China can use this leverage. It could assign arbitrary passage or docking fees, expand its coast guard to ‘randomly inspect’ certain vessels, or temporarily detain Japanese shipping for ‘health inspections.’ It may well declare an air defense identification zone over the space. These transaction costs would reverberate down the supply chain. Suddenly coal shipments might take twice as long to reach South Korea, threatening electricity for millions. Insurance costs would rise as companies feared delay and disruption. All this would not require overt military action.
Japanese Naval Power Projection
Under the 1982 UN Convention of the Law of the Sea, states may claim an Exclusive Economic Zone (EEZ)of up to 370 kilometers from its coast(s). States have full and exclusive rights to natural resources within their own EEZs, but must permit safe transit through these zones according to the convention. Many countries in the South China Sea have overlapping EEZs, and China has disregarded all of them.

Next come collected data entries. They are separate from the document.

PR #11142, opened 2020-02-21
Chunk 8 of CMP contribution to OpenSSL: CMP server

DDvO:
Certificate Management Protocol (CMP, RFC 4210) extension to OpenSSL
Also includes CRMF (RFC 4211) and HTTP transfer (RFC 6712).
Adds the CMP and CRMF API to libcrypto and the "cmp" app to the CLI.
Adds extensive documentation and tests.
 
8th chunk: 
* generic CMP server code in `crypto/cmp/cmp_server.c`
* mock server for testing the CMP client in `apps/cmp_mock_srv.c`

and related files.

This PR is the continuation of https://github.com/mpeylo/cmpossl/pull/201.

Due to moving the mock server code out of libcrypto as discussed https://github.com/mpeylo/cmpossl/pull/201#issuecomment-581440768 
a couple of further CMP functions had to be exported.

This PR also includes various fixups to earlier CMP contribution chunks that came up during re-structuring the (test) server code and doing tests on the client code in upcoming chunk 9.
Among others, it slightly generalizes 
`static int ts_check_status_info(TS_RESP *response)` in `crypto/ts/ts_rsp_verify.c` to 
`sk_ASN1_UTF8STRING2text(STACK_OF(ASN1_UTF8STRING) *text, char sep)` and
makes it accessible within libcrypto by adding its declaration to `include/internal/cryptlib.h`.

- [x] documentation is added or updated
- [x] tests are added or updated

PR #11250, opened 2020-03-04
Don't compile commands if disabled

richsalz:
Rather than wrapping whole files in "ifndef OPENSSL_NO_xxx" we handle
the changes in build.info

Spurred by @mattcaswell's comment at https://github.com/openssl/openssl/pull/11142#discussion_r387906007 and because I'm waiting for some PR's to be merged and reviewed.

I will do another PR to fix the libs and remote that macro completely.

### DIFF
--- a/apps/build.info
+++ b/apps/build.info
@@ -13,15 +13,40 @@ ENDIF
 $OPENSSLSRC=\
         openssl.c progs.c \
         asn1pars.c ca.c ciphers.c cms.c crl.c crl2p7.c dgst.c \
-        ec.c ecparam.c enc.c engine.c errstr.c \
-        genpkey.c kdf.c mac.c nseq.c ocsp.c passwd.c pkcs12.c pkcs7.c \
+        enc.c errstr.c \
+        genpkey.c kdf.c mac.c nseq.c passwd.c pkcs7.c \
         pkcs8.c pkey.c pkeyparam.c pkeyutl.c prime.c rand.c req.c \
         s_client.c s_server.c s_time.c sess_id.c smime.c speed.c \
-        spkac.c srp.c ts.c verify.c version.c x509.c rehash.c storeutl.c \
+        spkac.c verify.c version.c x509.c rehash.c storeutl.c \
         list.c info.c provider.c fipsinstall.c
+IF[{- !$disabled{'des'} -}]
+  $OPENSSLSRC=$OPENSSLSRC pkcs12.c
+ENDIF
+IF[{- !$disabled{'ec'} -}]
+  $OPENSSLSRC=$OPENSSLSRC ec.c ecparam.c
+ENDIF
+IF[{- !$disabled{'ocsp'} -}]
+  $OPENSSLSRC=$OPENSSLSRC ocsp.c
+ENDIF
+IF[{- !$disabled{'srp'} -}]
+  $OPENSSLSRC=$OPENSSLSRC srp.c
+ENDIF
+IF[{- !$disabled{'ts'} -}]
+  $OPENSSLSRC=$OPENSSLSRC ts.c
+ENDIF
 IF[{- !$disabled{'deprecated-3.0'} -}]
-  $OPENSSLSRC=$OPENSSLSRC \
-        dhparam.c dsa.c dsaparam.c gendsa.c rsa.c rsautl.c genrsa.c
+  IF[{- !$disabled{'dh'} -}]
+    $OPENSSLSRC=$OPENSSLSRC dhparam.c
+  ENDIF
+  IF[{- !$disabled{'dsa'} -}]
+    $OPENSSLSRC=$OPENSSLSRC dsa.c dsaparam.c gendsa.c
+  ENDIF
+  IF[{- !$disabled{'engine'} -}]
+    $OPENSSLSRC=$OPENSSLSRC engine.c
+  ENDIF
+  IF[{- !$disabled{'rsa'} -}]
+    $OPENSSLSRC=$OPENSSLSRC rsa.c rsautl.c genrsa.c
+  ENDIF
 ENDIF
 IF[{- !$disabled{'cmp'} -}]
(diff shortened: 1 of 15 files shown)


richsalz:
I will *probably* do another commit, and it is likely that the macro will have to remain (cf crypto/ebcdic.c)

apps/build.info
```diff
@@ -13,15 +13,40 @@ ENDIF
...
+IF[{- !$disabled{'srp'} -}]
+  $OPENSSLSRC=$OPENSSLSRC srp.c
+ENDIF
+IF[{- !$disabled{'ts'} -}]
+  $OPENSSLSRC=$OPENSSLSRC ts.c
+ENDIF
 IF[{- !$disabled{'deprecated-3.0'} -}]
-  $OPENSSLSRC=$OPENSSLSRC \
-        dhparam.c dsa.c dsaparam.c gendsa.c rsa.c rsautl.c genrsa.c
+IF[{- !$disabled{'dh'} -}]
```
slontis: maybe indent these inner if's

richsalz: I wasn't sure if that would work.  Will it?

mattcaswell: Yes - this is common practice - and in fact is done later on in this same build.info file.

richsalz: thanks for the gentle nudge :)  fixup commit pushed.

levitte: Er, why wouldn't it work?

richsalz: A quick read of ```doc/internal/man7/build.info.pod``` only mentioned leading whitespace for comment characters.

richsalz:
Build failure is YATT

(yet another travis timeout)

apps/build.info
levitte: Oh, ok.

apps/build.info
```diff
@@ -13,15 +13,40 @@ ENDIF
...
-        ec.c ecparam.c enc.c engine.c errstr.c \
-        genpkey.c kdf.c mac.c nseq.c ocsp.c passwd.c pkcs12.c pkcs7.c \
+        enc.c errstr.c \
+        genpkey.c kdf.c mac.c nseq.c passwd.c pkcs7.c \
         pkcs8.c pkey.c pkeyparam.c pkeyutl.c prime.c rand.c req.c \
         s_client.c s_server.c s_time.c sess_id.c smime.c speed.c \
-        spkac.c srp.c ts.c verify.c version.c x509.c rehash.c storeutl.c \
+        spkac.c verify.c version.c x509.c rehash.c storeutl.c \
         list.c info.c provider.c fipsinstall.c
+IF[{- !$disabled{'des'} -}]
```
slontis: Err - I realise this was what it was already doing - but this just seems a bit crazy to me that it cant choose another default??

slontis:
needs a rebase.

apps/build.info
richsalz: I don't know of another way to do this, but I'd be happy to follow suggestions in a separate PR, not this one.

richsalz:
rebased.  the only change was apps/rsa.c removing pre-processor indents to fix the merge conflict.

richsalz:
>Given the age, a rebase and rerun of the CI is probably in order.

This sat here for a month.  And now I am being asked to rebase/wait because nobody else on the project had time or interest to review this.  GitHub claims there are no conflicts.  I'm not going to do it.  The project needs to understand the costs to the community of letting things just sit.  So, no.

bernd-edlinger:
Sorry Rich I am with you.
Just give me a few minutes for a nap.

bernd-edlinger:
do not rebase.
I will do that locally and send a [WIP] for that.
I dont like any re-base after an approval FWIW

bernd-edlinger:
I'll approve if #11506 succeeds. How about that?

bernd-edlinger:
Given that master never succeed, I'll approve if it does not get worse.
Is that also an 1.1.1 issue?

richsalz:
>I'll approve if #11506 succeeds. How about that?

It already has two approvals, so perhaps you -1 if it doesn't succeed.  Or feel free to take this over, or just let it drop.  (There are many PR's that are far older than this one, and way more important. The project team should also be looking at those.)

bernd-edlinger:
there was a force-push after Richards approval, how am I going to know?
Anyway, I will approve and this time it will count.

bernd-edlinger:
Relax, one thing is for sure, I will never let you drop.

richsalz:
> Is that also an 1.1.1 issue?

In most cases, the project hasn't considered "code cleanup" to valid for backporting.

Yes, @levitte needs to reconfirm.  Or someone else needs to approve.  When I force-pushed I explained what changed in https://github.com/openssl/openssl/pull/11250#issuecomment-596542020 but yes, I could be mistaken or deceitful.

bernd-edlinger:
No I need to approve, pauli did already approve that is 1+1=2

bernd-edlinger:
Please do not force push.  I can handle that. relax.

bernd-edlinger:
merged to master               1ae56f2 
Thanks!

bernd-edlinger:
do we need this in 1.1.1 too?

bernd-edlinger:
Request a review from me when you do that, I might miss this otherwise.

richsalz:
Thanks @bernd-edlinger .  This is code clean-up which has usually not been seen as a bugfix, so no backport IMO.

bernd-edlinger:
Maybe I disagree.

bernd-edlinger:
I see no code cleanup in 3.0 at all.

bernd-edlinger:
So what's the point in not trying to keep 1.1.1 maintainable since it is LTS ?

richsalz:
> So what's the point in not trying to keep 1.1.1 maintainable since it is LTS ?

That's not for me to say, it's up to the project to decide if they want this for 1.1.1 (and find someone to do it, I suppose).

Hence the debate in Japan over an expanded military role may be overtaken by events. The United States is unlikely to wage a major conflict against China solely for regional states’ shipping concerns. Yet without some kind of regional coalition, China is unlikely to stop building just because of the PCA ruling. Among Asia’s democracies, only Japan is economically large and modern enough to lead such a bloc of resistance. China will not stop for the PCA or the delicacies of Japan’s constitutional debate. This challenge to Japan is materializing now.